Je suis une Belle Maman

Souvent j’entend dire que vous n’êtes pas mes enfants
Je reste la tête haute malgré le pincement que je ressens
Est-ce que ces médisants ont déjà été parent ?
N’y a t’il que les liens du sang pour aimer un enfant ?

Tant de fois je les ais soutenu, dans leurs peines, dans leurs chagrins
Malgré les tempêtes, je les ai toujours aimé, tendu la main
Je les ai épaulé sans jamais montrer ma fatigue, ma peine
Malgré les mots de ceux qui pensent à moi avec haine

N’ai je jamais été présente ?
N’ai je jamais été à l’écoute ?
N’ai je jamais répondu à leurs attentes ?
Ne les ai je jamais défendu coûte que coûte ?

Comme à mes propre enfants, je répond à leurs besoins
Sans me poser de questions je les sert contre mon sein
Sans attente de retour j’essaie de les mener sur le bon chemin
Pourquoi alors en moi je ressens autant de chagrin

Ais je donc fais tant de différences ?
Pourquoi dois je subir tant de sentences ?
Pourquoi est il aussi difficile de les aimer ?
Ais je le droit simplement de les regarder ?
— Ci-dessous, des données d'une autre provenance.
PR #90, opened 2022-02-07
Fetch finished auctions

### LINKED ISSUE #33: Display finished auction
### Goal
An auction should be available by its link even after it was finished

### Context
Currently, we only fetch and display current auctions – auctions that are active or ones that need a restart. That results in a problem that as soon as an auction is taken by someone, our link to it (`/collateral?network=kovan&auction=BAL-A%3A`) is broken and currently shows `This auction was not found`, which is misleading.

In this issue we need to first investigate different ways to fetch auctions by id (without a need cache them ourselves). Otherwise:
- Subscribe/fetch clipper events (`Kick`, `Take`, `Redo`)
- Enrich event data to the minimal `Auction` type (as an event only contains `(index_topic_1 uint256 id, uint256 top, uint256 tab, uint256 lot, index_topic_2 address usr, index_topic_3 address kpr, uint256 coin)`)
- Store auctions in a database (setup database service)
- Update frontend auction page to fetch the auction from db (if the auction is not found or maybe always)

### Todo
- [ ] Investigate, write down a conclusion
- [ ] Implement caching or direct fetching

benediktkaiser:
closes #33


benediktkaiser:
@valiafetisov I have a question. 

When it comes to calling the events. I followed the guidelines outlined [here](https://docs.ethers.io/v5/concepts/events/).

I got this far:
```js
const abi = ['event Take(uint256,uint256,uint256,address,bytes)'];
new Contract(address, abi, provider);
```

But I am not sure how to call and filter it now. Could you give me a pointer? Thanks!

valiafetisov:
[You already have an ABI for the clipper contract](https://github.com/sidestream-tech/unified-auctions-ui/blob/e50fa92f3a6e5a7c763f0793076ad55faca4b2f0/core/src/abis/MCD_CLIP.json#L190-L238). You just need to `getContract` and use its methods. I guess something like `contract.filters.Take(encodedId)` should work.

core/src/helpers/parseAuctionURL.ts
```diff
@@ -0,0 +1,12 @@
+import convertNumberTo32Bytes from './convertNumberTo32Bytes';
+
+export function parseAuctionURL(url: string): { collateralType: string; auctionID: string } {
+    const parts = url.split(':', 1);
+    const collateralType = parts[0];
+    const auctionID = convertNumberTo32Bytes(parts[1]);
```
valiafetisov, line 6: - Please rename `auctionID` to https://github.com/sidestream-tech/unified-auctions-ui/blob/e50fa92f3a6e5a7c763f0793076ad55faca4b2f0/core/src/types.ts#L6
- Please don't use `convertNumberTo32Bytes` within here, otherwise this function wouldn't be reusable
- Please validate parts (collateral type via getCollateralConfig and `auctionId` to be number)

core/src/helpers/convertNumberTo32Bytes.ts
```diff
@@ -1,6 +1,6 @@
 import { ethers } from 'ethers';
 
-const convertNumberTo32Bytes = function (number: number): string {
+const convertNumberTo32Bytes = function (number: number | string): string {
```
valiafetisov, line 3: Please don't change the type

core/src/auctions.ts
```diff
@@ -127,6 +130,20 @@ export const fetchAllAuctions = async function (network: string): Promise<Auctio
...
+    const addresses: Record<string, any> = await fetchContractsAddressesByNetwork(network);
+    const address: string = addresses[`MCD_CLIP_${collateralType}`];
+    const provider = await getProvider(network);
+
+    if (!address) {
+        throw new Error(`No Clip contract could be found for "${collateralType}"`);
+    }
+
+    const abi = ['event Take(uint256,uint256,uint256,address,bytes)'];
+    new Contract(address, abi, provider);
```
valiafetisov, line 144:
```suggestion
    const contractName = getClipperNameByCollateralType(auction.collateralType);
    const contract = await getContract(network, contractName);
```

core/src/auctions.ts
```diff
@@ -12,10 +12,13 @@ import {
...
     calculateTransactionProfitDate,
 } from './price';
-import { getSupportedCollateralTypes } from './addresses';
+import { fetchContractsAddressesByNetwork, getSupportedCollateralTypes } from './addresses';
 import { getClipperNameByCollateralType } from './contracts';
 import convertNumberTo32Bytes from './helpers/convertNumberTo32Bytes';
 import { enrichAuctionWithTransactionFees, getApproximateTransactionFees } from './fees';
+import getProvider from './provider';
+import { Contract } from 'ethers';
+import { parseAuctionURL } from './helpers/parseAuctionURL';
```
valiafetisov, line 21: If a file only exports one function, please make a default export

valiafetisov:
I guess, you just created an event filter. But now you need to fetch the events (which suppose to be 1) that match this filter.
```
let eventFilters = [contract.filters.Take(encodedId)];
let events = await contract.queryFilter(eventFilters);
```
https://docs.ethers.io/v5/api/contract/contract/#Contract-queryFilter

Please also note that your second `topics` seems invalid: `encodedId` should not be all 0

benediktkaiser:
```js
[
    {
        "blockNumber": 24649045,
        "blockHash": "0x2c32a806a13002acc78f079ae29699f646b142210cb3cee9f72a4ecef7a0a333",
        "transactionIndex": 2,
        "removed": false,
        "address": "0x7dD1Fb6b9aFdBA9F28DB89c81723b8c6B27A2Fbe",
        "data": "0x000000000000000000000000000000000000001c4446edb759ac4a7d3aa1d2ce000000000000000000000000000000000000001c4446edb759ac4a7d3aa1d2ce00000000000000000000000023084f676940b784e08bf994edc2026dec9056f20000000000000000000000001a4e76e9ad3c0aace758051ca056fa25467a1c1d000000000000000000000000000000000000000000000000011875ddd04cd8a3",
        "topics": [
            "0x05e309fd6ce72f2ab888a20056bb4210df08daed86f21f95053deb19964d86b1",
            "0x0000000000000000000000000000000000000000000000000000000000000002",
            "0x000000000000000000000000c140ce1be1c0eda2f06319d984c404251c59494e"
        ],
        "transactionHash": "0xc455dce21c3eacfb134a273a82ff70e46d9df23632e7f8d37bae7a3c1a332bab",
        "logIndex": 14,
        "event": "Take",
        "eventSignature": "Take(uint256,uint256,uint256,uint256,uint256,uint256,address)",
        "args": [
            {
                "type": "BigNumber",
                "hex": "0x02"
            },
            {
                "type": "BigNumber",
                "hex": "0x1c4446edb759ac4a7d3aa1d2ce"
            },
            {
                "type": "BigNumber",
                "hex": "0x1c4446edb759ac4a7d3aa1d2ce"
            },
            {
                "type": "BigNumber",
                "hex": "0x23084f676940b784e08bf994edc2026dec9056f2"
            },
            {
                "type": "BigNumber",
                "hex": "0x1a4e76e9ad3c0aace758051ca056fa25467a1c1d"
            },
            {
                "type": "BigNumber",
                "hex": "0x011875ddd04cd8a3"
            },
            "0xC140ce1be1c0edA2f06319d984c404251C59494e"
        ]
    },
    {
        "blockNumber": 24649069,
        "blockHash": "0x9e099dc440167095d7083c88a8a080d58221b5c34d2a10c1d8f1f224116382ae",
        "transactionIndex": 5,
        "removed": false,
        "address": "0x7dD1Fb6b9aFdBA9F28DB89c81723b8c6B27A2Fbe",
        "data": "0x000000000000000000000000000000000000001bfbea0f2dd6375e396aaf9530000000000000000000000000000000000000001bfbea0f2dd6375e396aaf95300000000000000000000000001a4e76e9ad3c0aace758051ca056fa25467a1c1d00000000000000000000000000000000000000000000000000000000000000000000000000000000000000000000000000000000000000000027ce80fbd02ac5",
        "topics": [
            "0x05e309fd6ce72f2ab888a20056bb4210df08daed86f21f95053deb19964d86b1",
            "0x0000000000000000000000000000000000000000000000000000000000000002",
            "0x000000000000000000000000c140ce1be1c0eda2f06319d984c404251c59494e"
        ],
        "transactionHash": "0xa1db0ec6765e172ab11ed0668f81457337515a6d11dbf0fe86585fe708fd0a5c",
        "logIndex": 20,
        "event": "Take",
        "eventSignature": "Take(uint256,uint256,uint256,uint256,uint256,uint256,address)",
        "args": [
            {
                "type": "BigNumber",
                "hex": "0x02"
            },
            {
                "type": "BigNumber",
                "hex": "0x1bfbea0f2dd6375e396aaf9530"
            },
            {
                "type": "BigNumber",
                "hex": "0x1bfbea0f2dd6375e396aaf9530"
            },
            {
                "type": "BigNumber",
                "hex": "0x1a4e76e9ad3c0aace758051ca056fa25467a1c1d"
            },
            {
                "type": "BigNumber",
                "hex": "0x00"
            },
            {
                "type": "BigNumber",
                "hex": "0x27ce80fbd02ac5"
            },
            "0xC140ce1be1c0edA2f06319d984c404251C59494e"
        ]
    }
]
```

I got this back as a response. It looks good and now I just need to format it!

benediktkaiser:
The format of the Take is as follows: 

```js
 Take (index_topic_1 uint256 id, uint256 max, uint256 price, uint256 owe, uint256 tab, uint256 lot, index_topic_2 address usr)
```

I can use this to determine what the parameters of the Auction are.

valiafetisov:
So there were two take transactions with seemingly the same auction id with two minutes difference. I am not sure I understand what's happening there (maybe internal auction counter was somehow reset?):
https://kovan.etherscan.io/tx/0xa1db0ec6765e172ab11ed0668f81457337515a6d11dbf0fe86585fe708fd0a5c
https://kovan.etherscan.io/tx/0xc455dce21c3eacfb134a273a82ff70e46d9df23632e7f8d37bae7a3c1a332bab

Can you try to fetch old auctions for other collateral types? Or do it on the mainnet?

core/src/helpers/parseAuctionURL.ts
```diff
@@ -0,0 +1,17 @@
...
+    const parts = url.split(':');
+    const collateralType = parts[0];
+    const auctionId = parts[1];
+
+    // Check if we support the CollateralType
+    getCollateralConfigByType(collateralType);
+
+    return {
+        collateralType,
+        auctionId: parseInt(auctionId),
```
valiafetisov, line 13: Please check it's not `Number.isNaN()`, otherwise throw an error

frontend/store/auctions.ts
```diff
@@ -227,4 +228,8 @@ export const actions = {
         const network = rootGetters['network/getMakerNetwork'];
         await checkAllSupportedCollaterals(network);
     },
+    async fetchFinishedAuction({ rootGetters }: ActionContext<State, State>) {
+        const network = rootGetters['network/getMakerNetwork'];
+        await fetchFinishedAuction(network, 'ETH-A:2');
```
valiafetisov, line 233: Please use the actual auction id 🙂

benediktkaiser:
> So there were two take transactions with seemingly the same auction id with two minutes difference. I am not sure I understand what's happening there (maybe internal auction counter was somehow reset?): https://kovan.etherscan.io/tx/0xa1db0ec6765e172ab11ed0668f81457337515a6d11dbf0fe86585fe708fd0a5c https://kovan.etherscan.io/tx/0xc455dce21c3eacfb134a273a82ff70e46d9df23632e7f8d37bae7a3c1a332bab
> 
> Can you try to fetch old auctions for other collateral types? Or do it on the mainnet?

I tried this on my hardhat network and I don't get two responses there! I assume it was an issue with that one auction!

benediktkaiser:
I managed to get it to a stable state, however the numbers are sadly not correct at all. I will post two screenshots, the first being a screen of the UI after I executed the auction (so the correct data), and the second being what I received from the event. 

<details>
  <summary>Correct Action</summary>
  
Screenshot 2022-02-11 at 12 31 52

</details>

<details>
  <summary>Auction taken from event</summary>
  
Screenshot 2022-02-11 at 12 31 40

</details>

As you can see many details don't line up at all and `lot` is even set to 0 (which is why it says Auction Amount is under 0.00001). @valiafetisov am I doing some of the conversion wrong or is the data I am retrieving just incorrect?

valiafetisov:
Yeah, it may be that they emit state of the contract ["after the execution"](https://github.com/makerdao/dss/blob/c666ab1fdac4cb3dd8a8b4223f951a9773a64c55/src/clip.sol#L415) that's why `tab` and other numbers are zero. Have you tried calling `fetchAuctionByCollateralTypeAndAuctionId` at the block of the take event (or if it doesn't work, at the block before that)? [According to the ethers docs](https://docs.ethers.io/v5/api/contract/contract/#:~:text=report%20meaningful%20values-,overrides.blockTag,-%2D%20a%20block%20tag), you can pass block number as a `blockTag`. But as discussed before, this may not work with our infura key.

A ces questions je vais répondre
Sans amertumes, sans détours, sans encombres
Ils ne sont pas mes enfants, les médisants auront raison
Toutefois mon cœur à de maintes reprises,
Je leur ai offert avec la plus grande des passions
Quoi que les plus méchants en disent.
Je  n’ais pas le même sang
La vie en a voulu différemment
Cependant ils seront pour moi mes enfants
Je suis là pour eux tout le temps
Et je resterai là, à chaque instant
A leur écoute, dans la douleur et l’enchantement
Sur le papier on écrira que je suis une Belle-maman
Au fond de mon cœur je les aime comme une maman
Tant pis pour ceux qui le voit autrement
Je n’ais plus de temps à perdre avec les mécréants.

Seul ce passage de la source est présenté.